Krizin uzaması ve derinleşmesinin hiç şüphesiz önemli sebeplerinden biri ABD'li kamu yöneticilerinin kifayetsizliği oldu. Mutlaka ki, Bush idaresi altında ehil bir yönetici aramak biraz fazla iyimser bir bakış açısı olurdu. Hadi Bernanke'nin krizi göremeyerek iş başına geldiği ilk dönemde faizleri artırmaya devam etmesini bir kenara bırakalım. Ancak, Goldman Sachs'in eski tepe yöneticisi ve ABD Hazine Bakanı Paulson'un hata üstüne hata yapması affedilebilir gibi değil doğrusu. Paulson'un hataları arasında Bear Stearns'ü batırmasının hemen akabinde diğer yatırım bankalarına yardım yapmak, söz konusu bankanın hâlâ içinde ne olduğu bilinmeyen 29 milyar dolarlık portföyünü devralarak şeffaflıktan uzaklaşma sinyalleri vermek, Lehman bankasını batırarak eşzamanlı olarak yatırım fonları ve finansman bonosu piyasalarını, ve hedge fonları ve menkul değer aracılığını da darboğaza sürüklemek, 700 milyar dolarlık toksik varlık satın alma programı TARP'ı doğru dürüst bir yapı tasarlamadan Meclisten geçirmek, sonrasında TARP'ın kullanım amacını tamamen değiştirerek finans kuruluşlarının zayıflayan sermayelerine iştirak için kullanmaya niyetlenmek sayılabilir. Paulson kendisini "piyasa şartları değiştiği için ben de planları değiştirmek zorunda kalıyorum" şeklinde savunuyor. Ancak, bu yaklaşım köklü, radikal ve iddialı bir program kurgulayarak piyasanın önüne geçmesini ve olayların gidişatına yön vermesini de engelliyor. Kısacası kendisi piyasanın esiri oldu.

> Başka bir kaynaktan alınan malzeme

PR #549, opened 2013-11-17
update to nltk.tag.brill 

muneson:
This is a proposed update to the brill tagger for nltk3, with 
main differences with respect to the one of nltk2 as indicated below.
It is (or at least was written to be) compatible with python 2.6, 2.7, 
3.2, 3.3. The provided demo will produce identical results under these
versions (well, given an identical baseline, of course -- at the time of
writing, tag.UnigramTagger() will produce subtly different
taggers with different python versions. My tests have 
just picked a baseline tagger, serialized that and read it 
from disk for all other versions). 

I realize this is a bit big for a pull request -- it is offered to nltk 
much as an afterthought, or it would have been come in more
digestible pieces. Still, I tried to redo my successive refactorization
(the largest change), into the first few commits with no new features, 
so that later commits can be mostly incremental and focus on single 
features. The demo should work after each commit (except when it 
doesn't ;-) ) Anyway, it is a point of departure.

**Modularization and isolation of application-specific code**
PR is split into subpackages (its predecessor is thoroughly monolithic). 
This should make it easier to implement new alternative training 
algorithms and other extensions, of which there are many. It is also 
less biased towards POS tagging, which is just a single thing
out of many that TBL is good for, and there should be natural homes
for future non-postagging applications.

Here is the present layout of the update:

```
brill/
  __init__.py       #desired exports

  nltk2/            #(for backwards compatibility)
    __init__.py
    demo.py         #demo
    postagging      #class ProximateTagsRule, ProximateWordsRule
    template        #class ProximateTokensTemplate,
                    # SymmetricProximateTokensTemplate,
                    # ProximateTokensRule

  application/
    __init__.py
    postagging      #class Word, Pos
    ...             #future implementations of other applications

  trainer/
    __init__.py     #desired exports and defaults for training algorithms
    fast            #class TaggerTrainer
    brillorig       #class TaggerTrainer
    ...             #future implementations of alternative trainers
                    #(e.g  Florian & Ngai, Samuel, Hepple, dos Santos ...)
                    #and other extensions (multidimensional TBL,
                    #probabilistic TBL, constraint-grammar-styled TBL,
                    #transformation-based regression, etc)
  demo/
    __init__.py
    postagging      #postagging demo
    postagging_templates #predefined template sets (e.g., from publications)
    ...             #future demos of other applications

  tagger            #class BrillTagger

  rule              #class BrillRule (abstract), Rule

  template          #class BrillTemplateI, Template, Feature (abstract)

  erroranalysis     #error_list
  ...               #future additions -- export rules to FST, graphing, etc
```

**Feature specification**
Any number of features is allowed at any number of positions (not 
necessarily contiguous). They are expressed so :

```
templates = [                  # or start, end args (as in nltk2):
    Template(Word([-3,-2,-1]), # Template(Word(-3, -1))
    Template(Word([1,2,3]),    # Template(Word(1, 3))
    Template(Tag([-1]), Tag([1])),
    Template(Tag([-1]), Word([1,2]))
]
```

**Feature- and Template-generating factory functions**
There is a class method Feature.expand(startat, winlen) which generates lists
of Features. There is also a companion method Template.expand([Featurelists]) which basically builds
the Cartesian product of such Feature lists (or manually specified ones),
with semantic duplicates removed. For instance, 

```
wordtpls = Word.expand([-1,0,1], [1,2], excludezero=False)
print(wordtpls)
```

[Word([-1]), Word([0]), Word([1]), Word([-1, 0]), Word([0, 1])]

```
tagtpls = Pos.expand([-2,-1,0,1], [1,2], excludezero=True)
print(tagtpls)
```

[Pos([-2]), Pos([-1]), Pos([1]), Pos([-2, -1])]

Now, 

```
templates = list(Template.expand([wordtpls, tagtpls, tagtpls], combinations=(1,3)))
print(tpls)
```

yields

```
[Template(Word([-1])), Template(Word([0])), Template(Word([1])), Template(Word([-1, 0])), 
Template(Word([0, 1])), Template(Pos([-2])), Template(Pos([-1])), Template(Pos([1])), 
Template(Pos([-2, -1])), Template(Pos([-2]),Word([-1])), Template(Pos([-1]),Word([-1])), 
...
Template(Pos([-2]),Pos([-1]),Word([-1, 0])), Template(Pos([-2]),Pos([1]),Word([-1, 0])),
Template(Pos([-1]),Pos([1]),Word([-1, 0])), Template(Pos([-2, -1]),Pos([1]),Word([-1, 0])),
Template(Pos([-2]),Pos([-1]),Word([0, 1])), Template(Pos([-2]),Pos([1]),Word([0, 1])),
Template(Pos([-1]),Pos([1]),Word([0, 1])), Template(Pos([-2, -1]),Pos([1]),Word([0, 1]))]
```

that is, the 53 semantically unique templates with 1..3 features each (all non-empty 
combinations of Word(wordpositions), Tag(...), Tag(...), where (for instance) 
wordpositions contains all the ways of starting of one of [-1, 0, 1] and looking 
at a window of length one of [1,2]). The excludezero flag omits all positions lists
containing 0 (the motivation is that the target Feature may get special treatment at position 
0, at least in many common implementations).
See docstring for more.

**Feature computation**
The abstract extract_token() method takes the entire current token sequence
and the current index as input, instead of a single token; this makes it possible 
to compute aggregate features (sequence length, say). 

**Accuracy threshold**
Rules with lower accuracy than a threshold will be discarded. This may hurt 
performance a bit, but will often produce rules which are more interesting read 
to a human (which in some cases may be the main interest).  For instance,
with min_acc = 0.96 rules such as the following may appear:

```
 200 202   2   2  | NN->VB if Pos:TO@[-1] & Pos:-NONE-@[-2]
 170 170   0   1  | NN->NNP if Word:Mr.@[-2,-1]
  82  82   0   0  | NN->VB if Pos:MD@[-1]
  54  56   2   3  | VBD->VBN if Pos:VBD@[-1]
```

**String representations of rules**
A rule now knows what template it was created from, which is useful
for statistical analysis. repr(rule) looks so:

```
 156 194  38  24  | Rule(029, 'NN', 'NNP', [(Pos([-2, -1]),'NNP')])
  92 100   8  19  | Rule(018, 'NN', 'VB', [(Word([-1]),'to')])
  51  53   2   1  | Rule(020, 'VBD', 'VBN', [(Pos([1]),'-NONE-'),
                  |   (Pos([2]),'IN')])
```

str(rule) returns a compact, logic-based representation:

```
 156 194  38  24  | NN->NNP if Pos:NNP@[-2,-1]
  92 100   8  19  | NN->VB if Word:to@[-1]
  51  53   2   1  | VBD->VBN if Pos:-NONE-@[1] & Pos:IN@[2]
```

The wordier str(rule) of nltk2 is also available

```
 156 194  38  24  | NN -> NNP if the Pos of words i-2...i-1 is "NNP"
  92 100   8  19  | NN -> VB if the Word of the preceding word is "to"
  51  53   2   1  | VBD -> VBN if the Pos of the following word is "-NONE-",
                  |   and the Pos of word i+2 is "IN"
```

**Template statistics**
There is a diagnostic tagger.print_template_statistics() method which ranks all
templates according to the total relative scores (in training or, optionally, testing) 
they have been involved in (useful to speed up training and/or suggest new 
templates). For instance, 

```
TEMPLATE STATISTICS (TEST AND TRAIN) (25 templates, 183 rules)
TEST  (   5251 tokens) initial  1100 0.7905 final:   763 0.8547 
TRAIN (  13207 tokens) initial  2653 0.7991 final:  1232 0.9067 
#ID | Score (test) | Score (train) |  #Rules     | Template
-----------------------------------------------------------
082 |   95   0.282 |   230   0.162 |   6   0.033 | Template(Pos([-2, -1]))
071 |   57   0.169 |   149   0.105 |   9   0.049 | Template(Word([-1]))
075 |   38   0.113 |    70   0.049 |   6   0.033 | Template(Pos([1]))
076 |   34   0.101 |   164   0.115 |  15   0.082 | Template(Pos([-1]))
073 |   28   0.083 |    96   0.068 |   7   0.038 | Template(Pos([1]),Pos([2]))
067 |   27   0.080 |   241   0.170 |  51   0.279 | Template(Word([0]))
060 |   21   0.062 |    78   0.055 |  16   0.087 | Template(Word([-2, -1]))
081 |   18   0.053 |    69   0.049 |   5   0.027 | Template(Pos([-3, -2, -1]))
065 |   11   0.033 |    17   0.012 |   2   0.011 | Template(Word([0]),Pos([1]))
074 |    3   0.009 |    26   0.018 |   7   0.038 | Template(Pos([-1]),Pos([-2]))
...
```

**Incremental tagging**
Statististics for individual rules is collected in training and can (optionally, slow) 
also be collected in testing by batch_tag_incremental() method. This gives 
statistics for individual rules which may be used to plot learning curves 
such as (green for incremental accuracy on training set, blue on testing)

learningcurve

**A demo with a documented function for each of the above**
in the form of a postag() function with many default arguments,
and different named wrappers around it.


nltk/tag/brill/nltk2/template.py
```diff
@@ -0,0 +1,346 @@
...
+        Each implentation of this method should correspond to an
+        implementation of the method with the same name in a subclass
+        of ``ProximateTokensTemplate``.
+
+        :param token: The token
+        :type token: tuple(str, str)
+        :return: The property
+        :rtype: any
+        """
+        assert False, "ProximateTokenRules must define extract_property()"
```
kmike: It is better to raise NotImplementedError here because assert will become no-op if python is executed with -O option.

muneson: (I must have messed up something with my github account -- now I get
"403 Forbidden -- Request forbidden by administrative rules"
seemingly everywhere. In the meantime, hope "reply directly" is a way
of answering that works)

Thanks, I'll commit a change of the assert.

However, note that this is not new code -- the code under
nltk.tag.brill.nltk2
is basically the previous version of nltk.tag.brill (sorry, should
have pointed that out more clearly in the pull request). Except the basic
splitting into
subpackages for clarity (and some automatized global changes to
header and docstring format),  I haven't changed anything.

All previous functionality (and more) is available in the proposal, but
the APIs aren't completely compatible. Still, the changes at the
callers' side are small, and maybe we should have a more general
discussion whether it is worth the maintenance effort to keep
the old nltk.tag.brill.nltk2 in the first place, before anyone puts
more effort into reviewing it. Thoughts?

Marcus

2013/11/19 Mikhail Korobov notifications@github.com

kmike: I see there were many asserts like this before your refactoring; I think it is a good chance to fix them. For example, asserts in `__eq__` and alike methods should be replaced with TypeErrors.

kmike:
Hi @muneson,

First: I'm not an expert in Brill tagging algorithm. 

What you're proposing looks like good changes, and the code looks good. But it is not easy to properly review this PR because original code is split into subpackages, so diffs no longer help in checking what is changed and what is not changed. It could be easier to review this PR without splitting the module into subpackages. I think that's what makes reviewing harder, not the size of PR.

I don't know if it belongs to this PR, and please tell me I'm wrong if I'm wrong, but it looks like a good idea to split the rule into condition and and action (basically, split "apply" and "applies" methods into different objects). Replacing the whole tag makes sense only if tagset is small (like in English); as far as I know, for morphologically rich languages like Russian or Polish which have large tagsets (thousands of tags) an usual way to apply Brill tagger is to replace some property of tag with some other property when condition is met, e.g. change only number or case when condition is satisfied. It looks like to do that now most of classes must be overridden.

muneson:
Hi,

thanks for your comments. I understand this is not an easy PR to review and
I welcome input to make it more digestible.

> because original code is split into subpackages, so diffs
> no longer help in checking

It was near-to-impossible to start work on a 1300-line module which mixed
data representation, training, output formats, application code etc in a
single place, so the refactoring was unavoidable. However,
my idea was to move all the subpackaging to the first few commits -- those
should have zero change in behaviour, just move around code. Thus, to assess
the actual changes in code, you could assume that commit #5 of the PR

https://github.com/muneson/nltk/commit/0830ebfb3e43175bb96e7e047f342d095f266e5f

works like the original; then you could take that as point of departure and
look at
the sequence of diffs starting at that point.

Probably the entire PR would have been better split into PR1:
refactorization with no change
in behaviour and PR2: addition of the rest. This was my first PR ever and I
didn't
understand how to do that, but if it is still meaningful to do so and
anyone can point
me to a good tutorial I can try to split it accordingly.

> I don't know if it belongs to this PR, and please tell me I'm wrong if I'm
> wrong,
> but it looks like a good idea to split
> the rule into condition and and action (basically, split "apply" and
> "applies" methods into different objects).
> Replacing the whole tag makes sense only if tagset is small (like in
> English);
> as far as I know, for morphologically >rich languages like Russian or
> Polish which have large tagsets (thousands of tags) an usual way to apply
> Brill
> tagger is to replace some property of tag with some other property when
> condition is met, e.g. change only number >or case when condition is
> satisfied. It looks like that to do that now most of classes must be
> overridden.

No, you are not wrong, there are several papers suggesting that mechanism
(see e.g. Beata Megyesi 1999, "Improving Brill's pos tagger for an
agglutinative language"
and Szymon Acedański 2010, "A morphosyntactic Brill tagger for inflectional
languages").
There are also several attractive extensions to the basic algorithm --
first in line, I think, is
multidimensional TBL, which allows the template set to target more than one
target feature (say, learning POS and NP chunking simultaneously).
(I have written a survey (ACM Computing surveys, forthcoming), on TBL;
I refer to that for an overview of TBL extensions.)

However, not all can be done at the same time, or there would never be any
commits.
The  main design choice here is to offer an API (Template, Feature) which
can later
be extended upon. My idea on how to make the API flexible is to allow for
Template
(and possibly Feature, too) to later take named arguments.
For multidimensional TBL, for instance:

Template(Chunk([-1]), Word([-1]), target=Chunk, srctagincondition=True).
Template(Chunk([-1]), Pos([-1]), target=Pos, srctagincondition=False)
Template(Chunk([-1]), Pos([-1]), target=Pos, srctagincondition=False)

The first would then work like before (conceptually, in the example of
Pos-tagging,
the src-tag Pos[0] is implicitly added to the conditions list); but the
second would
not add anything implicitly and thus allow for conditioning only on
Features which represent case, number or something else of Pos([0]).
It might even set a new Pos([0]) without conditioning on the current one at
all.
It may be that a new class, say MultiDimTemplate, should be added with the
appropriate defaults. However, I don't think the user would have to add any
overrides except subclassing Feature.

(Some of these later suggestions would require or at least be much
facilitated by a more
flexible token representation, probably based on NamedTuples. So rather than
the 2-tuple (word, tag), we might have
token.word, token.tag, token.chunk, token.tagtrue, token.chunktrue...
But this is another topic.)

Anyway, the proposal is what I have right now. It is mostly a matter of
submitting
existing code -- I can't say when I will have time to continue on it. I
figured it
is at least a reasonably flexible improvement to the current
implementation.

Hope this made sense, let me know otherwise.

cheers,

Marcus

2013/11/19 Mikhail Korobov notifications@github.com

stevenbird:
Thanks @muneson for a great contribution. I intend to review it properly in the next few days.

heatherleaf:
@stevenbird This isn't merged, afaik

stevenbird:
Sorry -- I'm not sure how this was closed!

stevenbird:
This pull request was automatically closed when I removed the branch on which it was based (master branch), as part of the process of migrating to the gitflow model. I have now pulled it into a new `brill` branch for review.

stevenbird:
Now that I've deleted the master branch again, this request has been automatically closed, and it cannot be reopened. I'm opening a new issue so we can continue the discussion there. https://github.com/nltk/nltk/issues/555

PR #554, opened 2013-11-25
Fixes #550

### LINKED ISSUE #550: Featstruct.py: Use of variable before check
In _parse_seq_value (line 2324) m.group(1) is attempted before checking if m is not None. This results in a crash with no information rather than a ValueError. Move this line after the check.

heatherleaf:
https://github.com/nltk/nltk/issues/550


stevenbird:
Thanks.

Reel sektördeki daralma ile birlikte dünyada ciddi bir res-deflasyon (daralma ile birlikte fiyat genel seviyesinin gerilemesi) riski de belirdi. Deflasyon, enflasyon kadar, hatta belki de ondan fazla çekinilmesi gereken bir olgu. Deflasyonist bir ortamda faizleri ne kadar düşürürseniz düşürün, gene de reel bazda yüksek kalmaya devam ediyorlar ve ister istemez tüketicileri harcamamaya teşvik eden bir durum oluşuyor. Japonya'nın 15 senedir yaşadıkları buna benzer bir durumdu. Para politikasının tamemen etkisizleştiği likidite kapanı denilen bu durumdan kurtulmak için ABD'nin maliye politikasını aşırı bir şekilde gevşetmekten ve dünyada dolara olan talebin devam etmesi için dua etmekten başka bir şansı yok doğrusu. Senelerdir ikiz açıklar denilen ve bugünkü kriz balonunu yaratan cari açık ve bütçe açığı ile yaşayan ABD'nin ne kadar yanlış gibi gözükse de, bugün için bu iktisadi yapıyı sürdürmeye devam etmek dışında bir seçeneği de yok. Tek şansı da doların Dünya'nın birincil rezerv parası olarak kabul görmeye devam etmesi. Ancak, her ne kadar hâlâ Dünya ülkelerinin rezervleri ağırlıklı olarak dolarda dursa da, açıkçası bu durumun bir garantisi de yok. Son dönemde doların diğer paralar karşısında güçlenmesine bakarak bu durumun dolara olan teveccühden kaynaklandığını düşünmek ise yanlış olur. Şu anda dolar teknik sebeplerden güçlü duruyor. Orta vadede ciddi şekilde değer kaybetmesi oldukça yüksek bir olasılık.